Heather Thomson, the executive director of the Alberta School of Business's Centre for Cities and Communities and an author of the report, said a big part of why there are 496 spaces empty or for lease can be explained by the streamlining brick-and-mortar businesses have gone through.

"Thirty years ago, they may have needed 5,000 square feet and now it’s closer to 1,000 square feet," Thomson told reporters at the luncheon. "We just have too much space. It doesn’t mean the retailers aren’t successful."

The study, titled the Downtown Edmonton Streetfront Retail Report 2023, was put together with funding from the City of Edmonton's Downtown Vibrancy Fund, with the aim of providing updates on streetfront retail health, using insights from research and data to suggest solutions and to support the city's downtown vibrancy strategy by supplying adequate data and information.

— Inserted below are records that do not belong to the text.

PR #296, opened 2021-03-25
change version from v1 to v2

fho:
Go handles versions different then I understood.
Version 0 and version 1 of a module are expected to use the same module name
without a major version suffix.
When a "/v1" suffix is in the module name it's interpreted as part of the module
name and not as version.

This caused that baur v1 could not be installed via:
- go install github.com/simplesurance/baur@master or
- go install github.com/simplesurance/baur/v1@master

The command failed with:
	github.com/simplesurance/baur@v1.0.0-rc2: invalid version: go.mod has
	malformed module path "github.com/simplesurance/baur/v1" at revision
	v1.0.0-rc2

The error happens because https://github.com/golang/mod/blob/d6ab96f2441f9631f81862375ef66782fc4a9c12/module/module.go#L536 returns false if a module path has a '/v1' suffix.

To fix it, the major version is incremented to 2 and the module name suffix is
changed to '/v2'. For version 2 the module suffix works as expected.
A non-rc 1.0 version will not be released.
The next released version will be `2.0.0-rc1`.

Another options to fix it is to remove the '/v1' prefix from the module name,
this causes the issue that it's not possible anymore to import packages from
baur v0.20.0 because the module name is the same.
Packages from v0.20.0 are imported to upgrade configurations from version 0.20.0
to the current one.
Copying the packages instead of including them as module dependency would be an
option but we would have to duplicate multiple packages and maintain them.
This is worse.

--------

```sh
go install -x -v github.com/simplesurance/baur/v2/...@go_install
```
 works


FranciscoKurpiel (approved):
Mist! I was also not aware of it.

nocive (approved):

PR #297, opened 2021-03-25
version: initialize version variable by embedding file instead via linker flag

fho:
```
        version: improve documentation and naming

        version: initialize version variable by embedding file instead via linker flag

        When baur was compiled via it's Makefile, the content of the "ver" file was read
        and used to initialize the global Version variable of the version package.

        Instead of using a linker flag to set the variable, the ver file is
        embedded into the go binary.
        This has the advantage that no custom linker flags must be passed to set
        the version correctly.
        When baur is installed via "go install", the version will also be set
        correctly.

        The required go version in the go.mod file needed to increased because
        embedding files is only supported since go 1.16.

        The ver file was moved to the directory internal/version  because it is not
        possible to embed version from the parent directory of the package.
        A symlink was created from the old location.

        The git-commit is as before set via the linker flag. I'm not aware of an
        alternative that works without custom compile options.

```


FranciscoKurpiel (approved):
Embedded files in go! That's great! Nice use of the feature here. 🥇

Issue #300, opened 2021-04-01
Create a docker for baur


kostyay:
It would be really cool to have an official docker image to run baur.
I can make it, do you have a public repository it can be pushed to?

kostyay:
https://github.com/simplesurance/baur/pull/301

fho:
The usecases of baur differ so much that almost everybody requires a different environment with different tools
to run tasks via baur.
Some use baur to build java application, others to build node apps, some build go apps, etc.
Some others (like we internally) execute commands via baur that run in docker containers itself.

Therefore the official docker image would be only suitable for most to query information via baur but not to run any tasks.
I'm not convinced that it's worth to maintain an official image if is is only usable in such a limited scenario.

kostyay:
> The usecases of baur differ so much that almost everybody requires a different environment with different tools
> to run tasks via baur.
> Some use baur to build java application, others to build node apps, some build go apps, etc.
> Some others (like we internally) execute commands via baur that run in docker containers itself.
> 
> Therefore the official docker image would be only suitable for most to query information via baur but not to run any tasks.
> I'm not convinced that it's worth to maintain an official image if is is only usable in such a limited scenario.

Perhaps there can be a more friendly installation method then?
Maybe add homebrew support for mac or a bash file that will download and install the right version for the host machine?

fho:
Having baur packages for some linux distributions and brew would be great.
They would need to be maintained independently though.
If somebody creates a package I can link it in the README.

I would accept a PR for an sh-script that works on Linux and MacOS to install baur. :-)

thomsa:
@kostyay  I have created one some time ago. It has actually more stuff inside but unfortunately I didn't track it too much. First version has baur almost exclusively. The last version has aws-cli and nodejs, python, docker dind and many others inside. 

https://hub.docker.com/r/thomsa/baur-ci

PR #301, opened 2021-04-01
Add dockerfile and make commands

kostyay:
https://github.com/simplesurance/baur/issues/300


fho:
https://github.com/simplesurance/baur/issues/300#issuecomment-814307184

PR #305, opened 2021-04-19
support to pass multiple --input-str parameters

fho:
The run, status, ls inputs, diff inputs commands now support to be passed multiple
"--input-str" parameters, each specified parameter is added as individual string
input.

### DIFF
--- a/internal/command/command_test.go
+++ b/internal/command/command_test.go
@@ -55,6 +55,21 @@ func baurCSVLsApps(t *testing.T) [][]string {
 	return statusOut
 }
 
+// baurCSVLsInputs runs "baur ls inputs --csv" and returns the list of files as
+// string slice. args is passed as argument to the "baur ls inputs" command.
+func baurCSVLsInputs(t *testing.T, args ...string) []string {
+	t.Helper()
+
+	stdoutBuf, _ := interceptCmdOutput(t)
+
+	lsInputsCmd := newLsInputsCmd()
+	lsInputsCmd.csv = true
+
+	lsInputsCmd.Command.Run(&lsInputsCmd.Command, args)
+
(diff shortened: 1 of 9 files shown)


FranciscoKurpiel (commented):
If I understand correctly, the code as it is, will produce the same final hash for the inputs if I just invert the order of the `--input-str parameters` flags. For example:

```
--input-str A --input-str B
```

and

```
--input-str B --input-str A
```

fho:
@FranciscoKurpiel yes that is correct

FranciscoKurpiel:
> @FranciscoKurpiel yes that is correct

Imho, the order should be preserved, because I believe most frequently than not, it will hold semantic value, so if we invert the order the artifact should be rebuilt. One possible approach for that is instead of this additional inputs being just strings, they could be key-pair maps. For example:

```
--input-str branch=master --input-str mode=develop
```

fho:
@FranciscoKurpiel 

It's possible to use `--input-strings` in both ways you mentioned because they are arbitrary and can be freely defined:
If you want use them in a way where the order matters, you could specify them as one input-string instead of multiple, like: 
`--input-str branch=master,mode=develop`.
If you want to use a key-value format, you could always specify them in a kv format, like `--input-str branch=master --input-str mode=develop`.

I think it would be counter-intuitive and would led to unexpected results if the order in which the `--input-strings` parameters are specified on the commandline would matter.
You would always have to remember in which order they were specified and ensure you specify them in the same order in all invocations, otherwise you get unexpected results

FranciscoKurpiel:
Fair points. Would you like to proceed with this design or will you tweak more?

fho:
@FranciscoKurpiel this PR is done :-)

FranciscoKurpiel (approved):

PR #306, opened 2021-04-19
storage: create unique input table index over URI md5 hash

fho:
When very long "--input-strings" were passed to the "baur run" command, storing
the run in the database failed with:
	index row requires 10032 bytes, maximum size is 8191 (SQLSTATE 54000)

The input table has a unique constraint for the URI and digest field.
When very long input strings are used the 8181B limit for the size of a column
in the index is reached.

Use the md hash of the URI in the index instead of it's raw string value. This
prevents that we hit the limit.

Because only a -rc version was released for this version, no migrations will be
provided.
A 2.0.0-rc1 db can be migrated to use the new index manually via:
	ALTER TABLE input DROP CONSTRAINT input_uri_digest_uniq;
	CREATE UNIQUE INDEX input_uri_digest_uniq ON input (MD5(uri), digest);

### DIFF
--- a/pkg/storage/postgres/insert.go
+++ b/pkg/storage/postgres/insert.go
@@ -152,7 +152,7 @@ func insertInputIfNotExist(ctx context.Context, db dbConn, inputs []*storage.Inp
 	   VALUES
 `
 	const stmt2 = `
-	       ON CONFLICT ON CONSTRAINT input_uri_digest_uniq
+	       ON CONFLICT (MD5(uri), digest)
 	       DO UPDATE SET id=input.id
 	RETURNING id
 	`
--- a/pkg/storage/postgres/schema.go
+++ b/pkg/storage/postgres/schema.go
@@ -65,9 +65,10 @@ CREATE TABLE task_run (
 CREATE TABLE input (
 	id serial PRIMARY KEY,
 	uri text NOT NULL,
-	digest text NOT NULL,
-	CONSTRAINT input_uri_digest_uniq UNIQUE (uri, digest)
+	digest text NOT NULL
 );
+
+CREATE UNIQUE INDEX input_uri_digest_uniq ON input (MD5(uri), digest);
 
 CREATE TABLE task_run_input (
 	task_run_id integer NOT NULL REFERENCES task_run(id) ON DELETE CASCADE,


FranciscoKurpiel (commented):
I'm not convinced it is a good approach to use the db-side md5 function. We are already using sha-384 for other resources, I think it makes sense to use the same for this.

What about having two columns, `uri` and `urlhash`, and using the `(urihash, digest)` as the unique constraint? The `urihash` value would never be exposed outside of the db code, or course.

fho:
> I'm not convinced it is a good approach to use the db-side md5 function. We are already using sha-384 for other resources, I think it makes sense to use the same for this.

I don't see an advantage of using the same hash then somewhere else here.
For the hash function it is important that it is unlikely that for the URI the same digest is generated and that it is not too slow.
The result of my google search was that it is very unlikely that the same md5 hash for different data will be generated and MD5 hashes are still acceptable for this usecase.  Would you agree with that? :-)
Performance-wise both would be fine, MD5 is faster then SHA but the noticeable difference should be so small in this scenario that it does not matter.

The biggest advantage of using MD5 here is that it works out of the box with postgres.
If we want to use SHA hash functions, the pgcrypto extension must be installed and enabled explicitly for the database.
Some Linux distributions ship the extension in a separate package then the psql server.



> What about having two columns, `uri` and `urlhash`, and using the `(urihash, digest)` as the unique constraint? The `urihash` value would never be exposed outside of the db code, or course.

What would be the advantage if we would have an urlhash column instead of letting psql manage creating and storing the digests in the index table?

FranciscoKurpiel:
> I don't see an advantage of using the same hash then somewhere else here.

The two advantages are collision resistance and consistency. MD5 is generally considered outdated because its collision resistance properties are not on pair with more modern algorithms. Even sha1 is considered not outdated.

> For the hash function it is important that it is unlikely that for the URI the same digest is generated and that it is not too slow.

Fair point.

> The result of my google search was that it is very unlikely that the same md5 hash for different data will be generated and MD5 hashes are still acceptable for this usecase. Would you agree with that? :-)

I think it is acceptable. I would prefer a sha2-based method, but md5 is unlikely to cause us issues.

> Performance-wise both would be fine, MD5 is faster then SHA but the noticeable difference should be so small in this scenario that it does not matter.

Agree.

> The biggest advantage of using MD5 here is that it works out of the box with postgres.
> If we want to use SHA hash functions, the pgcrypto extension must be installed and enabled explicitly for the database.
> Some Linux distributions ship the extension in a separate package then the psql server.

I read about pgcrypto, and I don't like it.

> What would be the advantage if we would have an urlhash column instead of letting psql manage creating and storing the digests in the index table?

Not depending on pgcrypto and being able to use sha384.

I think the current approach is reasonable. Even though I would prefer the trade offs of using sha384, I admit that the advantages are not big, so I'm totally fine merging it like this.

fho:
issues is fixed by PR https://github.com/simplesurance/baur/pull/306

"The thing that we want to notice is that, yes, 33 per cent sounds like a lot, but it's such a large space," Thomson said. "We need to remember that when we're comparing it to other cities that we, in a lot of cases, have double the amount of square kilometres — nearly twice the size of Calgary's — when we're measuring this area. The number seems high. With that number [though], that's a lot of opportunities. We have a lot of opportunities to bring in different retailers who need different things. We have a wide variety of options."

It's the promise of opportunity that drew the co-founders of Good Goods, a retailer that sells socially responsible brands from across Canada, to expand from its online presence to a yet-to-be-divulged brick-and-mortar space downtown via grant funding provided by the downtown business association.

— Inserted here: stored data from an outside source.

PR #309, opened 2021-04-22
storage: refactor input string representation

fho:
```
        tests: add testcase "baur ls runs --has-input"

        storage: refactor input string representation

        File Input and String Inputs were represented by the same storage struct
        and also stored in the same postgresql table.
        In the input.name db column and in the storage.Input.Name struct field was
        stored for file inputs the path, for string inputs the string with a "string:"
        prefix.
        The input table had a unique constraint for the name and digest column, that was
        used to to a database upsert operation (only insert if records does not exist).
        When long string inputs were specified as parameters for "baur run" it happened
        that the input could not be stored in the table because it was too long to be
        stored in the unique index (index row requires 10032 bytes, maximum size is 8191
        (SQLSTATE 54000)).

        To fix this issue and to have clear struct field and db column names the storage
        representation is refactored.
        Input Files and Input strings are now represented by separate structs and stored
        in separate tables.
        The unique index for the input_string table is only created for the digest field
        and not the string itself anymore. The digest depends only on the string.

```

### DIFF
--- a/pkg/storage/postgres/query.go
+++ b/pkg/storage/postgres/query.go
@@ -47,18 +47,17 @@ func (c *Client) LatestTaskRunByDigest(ctx context.Context, appName, taskName, t
 	       task.name,
 	       vcs.revision,
 	       vcs.dirty,
-	       task_run_input.total_digest,
+	       task_run.total_input_digest,
 	       task_run.start_timestamp,
 	       task_run.stop_timestamp,
 	       task_run.result
 	  FROM application
 	  JOIN task ON application.id = task.application_id
 	  JOIN task_run ON task.id = task_run.task_id
-	  JOIN task_run_input ON task_run_input.task_run_id = task_run.id
 	  LEFT OUTER JOIN vcs ON vcs.id = task_run.vcs_id
 	 WHERE application.name = $1
 	   AND task.name = $2
-	   AND task_run_input.total_digest = $3
+	   AND task_run.total_input_digest = $3
 	 ORDER BY task_run.stop_timestamp DESC
 	 LIMIT 1
 	 `
@@ -89,16 +88,16 @@ func (c *Client) LatestTaskRunByDigest(ctx context.Context, appName, taskName, t
 	return &result, nil
 }
 
-func (c *Client) Inputs(ctx context.Context, taskRunID int) ([]*storage.Input, error) {
+func (c *Client) inputStrings(ctx context.Context, taskRunID int) ([]*storage.InputString, error) {
 	const query = `
-	SELECT input.uri,
-	       input.digest
-	  FROM input
-	  JOIN task_run_input ON input.id = task_run_input.input_id
-	  WHERE task_run_input.task_run_id = $1
-	  `
+	SELECT input_string.string,
+	       input_string.digest
+	  FROM input_string
+	  JOIN task_run_string_input ON input_string.id = task_run_string_input.input_string_id
+	 WHERE task_run_string_input.task_run_id = $1
+	 `
 
-	var result []*storage.Input
+	var result []*storage.InputString
 
 	rows, err := c.db.Query(ctx, query, taskRunID)
 	if err != nil {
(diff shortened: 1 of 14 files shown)


pkg/storage/postgres/schema.go
```diff
@@ -56,28 +56,46 @@ CREATE TABLE task_run (
...
 
-CREATE TABLE input (
+CREATE TABLE input_file (
 	id serial PRIMARY KEY,
-	uri text NOT NULL,
+	path text NOT NULL,
+	digest text NOT NULL,
+	CONSTRAINT input_file_path_digest_uniq UNIQUE (path, digest)
+);
+CREATE INDEX idx_input_file_path ON input_file(path);
```
FranciscoKurpiel, line 73: Do we need this index?

pkg/storage/postgres/schema.go
```diff
@@ -56,28 +56,46 @@ CREATE TABLE task_run (
...
+
+CREATE TABLE input_string (
+	id serial PRIMARY KEY,
```
FranciscoKurpiel, line 76: optional: since we use `digest` on an unique constraint, we could use the digest as the primary key and get rid of the serial column.

pkg/storage/postgres/query.go
```diff
@@ -89,16 +88,55 @@ func (c *Client) LatestTaskRunByDigest(ctx context.Context, appName, taskName, t
...
 
-func (c *Client) Inputs(ctx context.Context, taskRunID int) ([]*storage.Input, error) {
+func (c *Client) inputStrings(ctx context.Context, taskRunID int) ([]*storage.InputString, error) {
 	const query = `
-	SELECT input.uri,
-	       input.digest
-	  FROM input
-	  JOIN task_run_input ON input.id = task_run_input.input_id
-	  WHERE task_run_input.task_run_id = $1
+	SELECT input_string.string,
```
FranciscoKurpiel, line 93: Input strings are not guaranteed to be returned always on the same order, and the final hash of the input will change. I suggest adding `ORDER BY input_string.digest`.

FranciscoKurpiel (commented):
Nice! So you decided to store the full input string on a non-indexed column and the digest on a indexed one. I like the approach quite a bit!

Please take a look at the `order by` point, The rest is optional.

pkg/storage/postgres/schema.go
fho: `baur ls runs --input-string=PATH` searches in the table for a given path, the index should speed up those look ups.

Same situation  for input string + `baur ls runs --input-string=string:hello` but we cannot have an index on the string column.
The command+query can be changed  for input-strings instead to create the digest for the string and query query for the indexed digest in the table instead. The change can be done if that will ever become an issue.

pkg/storage/postgres/schema.go
fho: Yes, I'm using a numerical PK because it only uses 4 Bytes whenever it is stored as FK in other tables. 
I also expect that queries are faster when the FK is only 4B, I don't know that for sure though :-)

pkg/storage/postgres/query.go
fho: That is fine, there is currently notrequirement for returning inputs ordered from the storage.
The CLI commands are sorting inputs/outputs before they are printed to the console

FranciscoKurpiel: I keep forgetting that you don't use the file and input string digest to reconstruct the final digest for the inputs.

FranciscoKurpiel (approved):

pkg/storage/postgres/schema.go
fho: Good points! I was not considering those.

> For searches, the current approach requires to always join the the table on a query, even if you only want the digest

Right, currently we do not have this usecase in baur.

> Only searches that read the text of the string parameter will be improved by the smaller size of the column used on the relationship.

I would expect also Joins because the key is much smaller.
I have no clue what differences that does in practice, probably not noticeable until  there are giant amounts of records in the tables  :-)

I will keep it as it is for now.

"Community betterment has always been one of our core pillars, and a lot of our time is spent in projects that bring enrichment to the communities around us," said Nina Karpoff, co-founder of Good Goods.

"We believe in the downtown community and wanted to be a part of the revitalization of it. There was a lot of really great vision that went into downtown prior to COVID, and we can all see that opportunity still exists. We just need to be a part of that momentum that breathes life back into it."

Provincial government funding to the downtown business association came as a one-time grant for its program dedicated to attracting more retail stores. Under the program, the six new retailers will each receive up to $250,000 to help offset startup costs.

The Growlery, an Edmonton-based brewery, and Obj3cts, a lifestyle concept store by Wild Rose Cakes and furniture retailer Consign Design, are the other two initial recipients.

Puneeta McBryan, executive director of the downtown business association, said the new businesses are tied to downtown for at least 18 months.

"That is a condition of the grant, but all of them are signing three- to five-year leases, so that's a huge win in and of itself," said McBryan, adding 32 businesses applied for the funding.

The three remaining new retailers under the grant program will be announced later this year.